== Segment start ==
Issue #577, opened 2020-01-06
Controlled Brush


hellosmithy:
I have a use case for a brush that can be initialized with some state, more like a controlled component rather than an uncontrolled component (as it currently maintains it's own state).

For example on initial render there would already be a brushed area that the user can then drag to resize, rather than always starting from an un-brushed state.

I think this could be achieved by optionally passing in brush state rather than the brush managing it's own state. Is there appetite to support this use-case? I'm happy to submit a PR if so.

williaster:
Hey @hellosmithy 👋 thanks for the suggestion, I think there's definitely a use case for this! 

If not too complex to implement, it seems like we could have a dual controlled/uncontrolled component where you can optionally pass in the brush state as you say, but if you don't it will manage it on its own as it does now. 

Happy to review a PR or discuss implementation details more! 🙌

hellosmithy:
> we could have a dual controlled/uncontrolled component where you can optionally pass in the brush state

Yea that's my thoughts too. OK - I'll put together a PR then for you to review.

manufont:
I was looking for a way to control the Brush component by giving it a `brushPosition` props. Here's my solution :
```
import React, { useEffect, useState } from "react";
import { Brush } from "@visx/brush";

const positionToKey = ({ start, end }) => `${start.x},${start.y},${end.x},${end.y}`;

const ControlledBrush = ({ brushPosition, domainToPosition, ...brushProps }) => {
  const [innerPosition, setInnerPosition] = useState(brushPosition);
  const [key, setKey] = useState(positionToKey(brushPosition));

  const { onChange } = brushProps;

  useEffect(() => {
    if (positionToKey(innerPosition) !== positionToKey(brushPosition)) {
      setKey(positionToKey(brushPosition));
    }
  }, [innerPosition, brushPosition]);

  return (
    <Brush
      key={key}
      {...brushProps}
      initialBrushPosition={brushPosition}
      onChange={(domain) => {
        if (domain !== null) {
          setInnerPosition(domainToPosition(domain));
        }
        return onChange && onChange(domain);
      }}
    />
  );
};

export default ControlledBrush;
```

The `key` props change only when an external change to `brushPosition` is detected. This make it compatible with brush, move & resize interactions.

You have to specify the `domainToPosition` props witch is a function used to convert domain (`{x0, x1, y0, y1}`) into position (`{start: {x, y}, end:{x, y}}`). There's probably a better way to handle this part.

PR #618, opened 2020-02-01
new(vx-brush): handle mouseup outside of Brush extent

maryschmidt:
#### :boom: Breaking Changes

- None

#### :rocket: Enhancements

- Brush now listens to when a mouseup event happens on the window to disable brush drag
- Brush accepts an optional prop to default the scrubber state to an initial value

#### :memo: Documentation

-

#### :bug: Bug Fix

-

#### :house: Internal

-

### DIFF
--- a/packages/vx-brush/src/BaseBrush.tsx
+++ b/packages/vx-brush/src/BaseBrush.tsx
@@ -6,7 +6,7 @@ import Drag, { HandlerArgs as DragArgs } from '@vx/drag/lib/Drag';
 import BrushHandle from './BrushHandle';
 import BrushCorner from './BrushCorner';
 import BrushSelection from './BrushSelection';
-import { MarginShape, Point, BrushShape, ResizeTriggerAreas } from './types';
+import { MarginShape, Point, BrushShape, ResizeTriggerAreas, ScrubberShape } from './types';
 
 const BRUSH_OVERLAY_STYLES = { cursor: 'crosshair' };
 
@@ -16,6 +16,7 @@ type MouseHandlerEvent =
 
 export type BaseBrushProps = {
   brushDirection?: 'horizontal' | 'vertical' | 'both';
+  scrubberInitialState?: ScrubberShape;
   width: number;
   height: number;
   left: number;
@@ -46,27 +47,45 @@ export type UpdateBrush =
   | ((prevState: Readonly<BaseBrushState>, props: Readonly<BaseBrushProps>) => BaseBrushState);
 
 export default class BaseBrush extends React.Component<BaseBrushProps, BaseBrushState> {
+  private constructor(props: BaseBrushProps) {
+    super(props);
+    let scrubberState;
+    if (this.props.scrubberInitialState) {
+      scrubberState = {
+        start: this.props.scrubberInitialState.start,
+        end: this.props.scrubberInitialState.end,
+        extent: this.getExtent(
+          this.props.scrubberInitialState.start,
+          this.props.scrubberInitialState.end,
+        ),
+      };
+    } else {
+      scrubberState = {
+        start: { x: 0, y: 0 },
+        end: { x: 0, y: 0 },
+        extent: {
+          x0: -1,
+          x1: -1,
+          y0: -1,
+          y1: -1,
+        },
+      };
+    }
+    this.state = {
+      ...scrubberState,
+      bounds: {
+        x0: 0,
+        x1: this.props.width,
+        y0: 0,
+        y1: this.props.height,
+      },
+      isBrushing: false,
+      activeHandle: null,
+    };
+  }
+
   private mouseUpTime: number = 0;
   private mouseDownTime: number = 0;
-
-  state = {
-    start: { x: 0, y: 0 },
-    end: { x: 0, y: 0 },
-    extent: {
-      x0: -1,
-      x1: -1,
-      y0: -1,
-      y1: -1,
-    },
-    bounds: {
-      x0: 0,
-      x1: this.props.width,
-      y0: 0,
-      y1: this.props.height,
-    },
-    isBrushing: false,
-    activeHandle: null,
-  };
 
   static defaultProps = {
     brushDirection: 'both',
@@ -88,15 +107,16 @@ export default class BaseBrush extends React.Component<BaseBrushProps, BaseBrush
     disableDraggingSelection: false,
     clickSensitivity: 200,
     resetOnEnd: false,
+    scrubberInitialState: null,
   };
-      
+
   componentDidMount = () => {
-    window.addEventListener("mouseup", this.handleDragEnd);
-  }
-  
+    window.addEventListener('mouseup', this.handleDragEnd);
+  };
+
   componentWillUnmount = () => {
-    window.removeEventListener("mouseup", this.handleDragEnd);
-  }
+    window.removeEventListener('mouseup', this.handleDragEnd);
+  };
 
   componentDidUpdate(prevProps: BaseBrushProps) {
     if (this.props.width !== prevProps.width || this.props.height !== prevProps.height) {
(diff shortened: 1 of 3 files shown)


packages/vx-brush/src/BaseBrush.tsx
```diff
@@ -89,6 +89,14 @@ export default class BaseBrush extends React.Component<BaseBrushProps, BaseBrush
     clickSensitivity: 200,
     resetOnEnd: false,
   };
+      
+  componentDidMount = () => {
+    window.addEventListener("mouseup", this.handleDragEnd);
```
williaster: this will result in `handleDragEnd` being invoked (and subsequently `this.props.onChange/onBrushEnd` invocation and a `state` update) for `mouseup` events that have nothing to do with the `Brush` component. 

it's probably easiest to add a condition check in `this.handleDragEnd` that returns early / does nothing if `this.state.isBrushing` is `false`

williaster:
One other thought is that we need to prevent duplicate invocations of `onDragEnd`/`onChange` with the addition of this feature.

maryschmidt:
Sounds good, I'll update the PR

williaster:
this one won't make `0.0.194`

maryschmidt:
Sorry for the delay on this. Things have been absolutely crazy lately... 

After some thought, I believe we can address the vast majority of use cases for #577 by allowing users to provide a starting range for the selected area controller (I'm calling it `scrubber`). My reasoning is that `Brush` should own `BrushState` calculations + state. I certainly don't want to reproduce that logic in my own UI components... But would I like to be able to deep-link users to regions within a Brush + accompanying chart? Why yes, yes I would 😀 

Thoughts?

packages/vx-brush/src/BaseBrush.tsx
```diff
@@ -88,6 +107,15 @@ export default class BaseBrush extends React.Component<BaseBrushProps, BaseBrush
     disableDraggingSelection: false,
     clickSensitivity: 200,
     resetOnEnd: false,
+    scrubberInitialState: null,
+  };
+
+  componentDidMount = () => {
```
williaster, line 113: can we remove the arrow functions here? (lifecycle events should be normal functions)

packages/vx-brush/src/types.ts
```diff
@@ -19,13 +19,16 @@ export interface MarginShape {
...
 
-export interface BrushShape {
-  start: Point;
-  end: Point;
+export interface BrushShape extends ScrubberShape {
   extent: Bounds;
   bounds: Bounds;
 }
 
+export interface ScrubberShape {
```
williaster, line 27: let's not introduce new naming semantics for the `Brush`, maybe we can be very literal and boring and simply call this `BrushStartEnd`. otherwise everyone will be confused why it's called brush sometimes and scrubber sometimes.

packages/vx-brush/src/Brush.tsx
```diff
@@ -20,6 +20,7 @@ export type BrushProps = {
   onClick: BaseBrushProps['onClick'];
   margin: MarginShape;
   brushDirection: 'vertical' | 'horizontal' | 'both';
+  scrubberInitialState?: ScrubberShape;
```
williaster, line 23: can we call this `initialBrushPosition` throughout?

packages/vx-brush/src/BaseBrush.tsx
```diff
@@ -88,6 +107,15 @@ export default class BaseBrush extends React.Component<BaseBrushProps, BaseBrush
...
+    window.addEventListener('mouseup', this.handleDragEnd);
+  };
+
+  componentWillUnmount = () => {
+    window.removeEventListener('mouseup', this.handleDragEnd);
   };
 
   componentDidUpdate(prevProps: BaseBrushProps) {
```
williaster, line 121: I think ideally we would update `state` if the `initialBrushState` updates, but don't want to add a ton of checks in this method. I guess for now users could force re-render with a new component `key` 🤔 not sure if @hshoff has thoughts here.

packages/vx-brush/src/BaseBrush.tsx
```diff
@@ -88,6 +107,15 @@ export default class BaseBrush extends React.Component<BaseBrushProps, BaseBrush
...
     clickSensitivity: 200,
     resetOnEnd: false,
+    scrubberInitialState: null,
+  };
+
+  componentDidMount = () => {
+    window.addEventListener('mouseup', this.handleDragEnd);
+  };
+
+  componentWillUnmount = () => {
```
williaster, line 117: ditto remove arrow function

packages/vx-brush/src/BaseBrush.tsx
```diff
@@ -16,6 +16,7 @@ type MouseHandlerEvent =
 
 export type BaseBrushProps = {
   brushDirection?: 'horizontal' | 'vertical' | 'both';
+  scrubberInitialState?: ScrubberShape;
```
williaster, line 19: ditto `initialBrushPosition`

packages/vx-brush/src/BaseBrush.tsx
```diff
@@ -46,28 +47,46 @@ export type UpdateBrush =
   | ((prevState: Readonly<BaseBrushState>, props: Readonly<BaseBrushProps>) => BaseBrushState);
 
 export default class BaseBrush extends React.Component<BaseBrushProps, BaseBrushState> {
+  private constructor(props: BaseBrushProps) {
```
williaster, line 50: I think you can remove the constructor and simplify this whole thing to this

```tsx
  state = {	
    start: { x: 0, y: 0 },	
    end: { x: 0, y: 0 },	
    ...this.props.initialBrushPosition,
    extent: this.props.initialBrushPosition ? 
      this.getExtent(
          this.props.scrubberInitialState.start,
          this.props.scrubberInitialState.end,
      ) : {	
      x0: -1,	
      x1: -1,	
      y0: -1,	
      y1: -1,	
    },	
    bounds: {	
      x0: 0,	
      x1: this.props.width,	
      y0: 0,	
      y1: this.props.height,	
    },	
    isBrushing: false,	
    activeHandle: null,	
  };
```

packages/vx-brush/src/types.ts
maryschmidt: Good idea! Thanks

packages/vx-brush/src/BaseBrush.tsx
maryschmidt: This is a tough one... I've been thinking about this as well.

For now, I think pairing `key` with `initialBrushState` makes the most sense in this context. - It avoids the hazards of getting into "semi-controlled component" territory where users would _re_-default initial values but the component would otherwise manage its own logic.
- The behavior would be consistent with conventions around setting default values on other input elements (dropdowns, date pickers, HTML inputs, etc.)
== Segment end ==
== Segment start ==
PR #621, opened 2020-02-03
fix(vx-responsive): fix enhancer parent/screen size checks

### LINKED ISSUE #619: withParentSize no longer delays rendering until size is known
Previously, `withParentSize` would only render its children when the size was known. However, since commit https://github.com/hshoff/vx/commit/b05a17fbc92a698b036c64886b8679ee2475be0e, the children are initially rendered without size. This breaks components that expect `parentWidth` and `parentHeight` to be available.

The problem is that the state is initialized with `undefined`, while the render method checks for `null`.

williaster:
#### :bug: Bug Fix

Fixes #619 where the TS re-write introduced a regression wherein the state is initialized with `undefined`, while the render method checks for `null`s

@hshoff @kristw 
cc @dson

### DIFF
== Segment end ==
What needs to be done: In the listing above, find the line containing "williaster, line 19: ditto" and the line containing "maryschmidt: This is", then retype both and every line between them exactly, with nothing else.

Task output:
williaster, line 19: ditto `initialBrushPosition`

packages/vx-brush/src/BaseBrush.tsx
```diff
@@ -46,28 +47,46 @@ export type UpdateBrush =
   | ((prevState: Readonly<BaseBrushState>, props: Readonly<BaseBrushProps>) => BaseBrushState);
 
 export default class BaseBrush extends React.Component<BaseBrushProps, BaseBrushState> {
+  private constructor(props: BaseBrushProps) {
```
williaster, line 50: I think you can remove the constructor and simplify this whole thing to this

```tsx
  state = {	
    start: { x: 0, y: 0 },	
    end: { x: 0, y: 0 },	
    ...this.props.initialBrushPosition,
    extent: this.props.initialBrushPosition ? 
      this.getExtent(
          this.props.scrubberInitialState.start,
          this.props.scrubberInitialState.end,
      ) : {	
      x0: -1,	
      x1: -1,	
      y0: -1,	
      y1: -1,	
    },	
    bounds: {	
      x0: 0,	
      x1: this.props.width,	
      y0: 0,	
      y1: this.props.height,	
    },	
    isBrushing: false,	
    activeHandle: null,	
  };
```

packages/vx-brush/src/types.ts
maryschmidt: Good idea! Thanks

packages/vx-brush/src/BaseBrush.tsx
maryschmidt: This is a tough one... I've been thinking about this as well.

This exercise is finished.